Yes, TT has a good lock system but unfortunately, their head cast quality does not match the tolerances of CNC that the others are using.


----------



## JustMe (Apr 17, 2009)

P.A. ROCKER said:


> He borrowed the pig to start a pork dynasty.


The Noble Pig: http://noblepig.com/2008/03/baked-ham-with-rum-and-coke-glaze/

Was eating some off that recipe for the last couple days.


----------



## P.A. ROCKER (Jul 15, 2011)

JustMe said:


> The Noble Pig: http://noblepig.com/2008/03/baked-ham-with-rum-and-coke-glaze/
> 
> Was eating some off that recipe for the last couple days.


 
It just so happens I have rum and Coke. I'll need another ham. It looks good:yes:.


----------



## Scott_w (Jun 16, 2010)

I have all northstar now, I got a deal and tons of free replacement parts for my boxes and taper.

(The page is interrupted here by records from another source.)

PR #316076, opened 2026-05-12
Run Server without shell process

EdJoPaTo:
This replaces the shell (bash/sh) with the node process resulting in one less process running.


EdJoPaTo:

PR #316108, opened 2026-05-12
Fix Pooled Entitlement UI exhaustion states and organisational warnings

### LINKED ISSUE #316086: Pooled entitlements exhaustion missing warnings
Image

Scenario:
- CB account
- Pooled entitlements (no ULB) exhausted 
- Overages not enabled 

I sent a chat message and only got the in chat response. There is no warning shown above the chat input and there is no added styling in the copilot status dashboard. I think we are missing both of these UI elements. The current state is a little confusing because the status dashboard says "included" but then the in chat messaging says "you've exhausted your credits"

sotiamaestro:
Fixes #316086

When pooled entitlements are exhausted (no ULB, overages off), the in-chat message correctly tells the user their credits are gone but the status dashboard still says "included" and there's no warning banner above the input. Other SKUs already handle this, pooled just got missed.

This brings it in line with how we surface exhaustion everywhere else. The entitlement service now tracks `isExhausted` for pooled credits and sets `chatQuotaExceeded` accordingly. The dashboard shows the org warning and "Exhausted" styling like we do for other plans. Status bar picks up the warning icon and "Quota reached" for Business/Enterprise. Chat input banner shows the org-specific message above the input. Send button gets disabled so users aren't firing messages into a rejection. Change events fire both ways so everything clears on billing reset or overage enablement.

Per the discussion in the issue, no checkpoint or approaching-limit warnings here since we can't really predict per-user usage against a shared pool.

Tests added in `chatEntitlementService.test.ts` for the pooled exhaustion path.

### DIFF
--- a/extensions/copilot/src/extension/chatInputNotification/vscode-node/chatInputNotification.contribution.ts
+++ b/extensions/copilot/src/extension/chatInputNotification/vscode-node/chatInputNotification.contribution.ts
@@ -192,7 +192,11 @@ export class ChatInputNotificationContribution extends Disposable {
 				{ label: vscode.l10n.t('Upgrade'), commandId: 'workbench.action.chat.upgradePlan' },
 			];
 		} else if (isManagedPlan) {
-			notification.description = vscode.l10n.t('Contact your admin to increase your limits.');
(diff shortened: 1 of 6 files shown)


sotiamaestro:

Previous I had tapetech (from taper right to boxes). I thought my (used) tapetech boxes ran a little nicer, but it could be that they were broken in and tweaked. I haven't bothered to adjust my northstar stuff yet (all brand new except my 12" box).

scott


----------



## JustMe (Apr 17, 2009)

P.A. ROCKER said:


> It just so happens I have rum and Coke. I'll need another ham. It looks good:yes:.


:thumbsup:

Just make sure you get a chance at some of the glazed meat parts before it's gone. I got there too late for that.


----------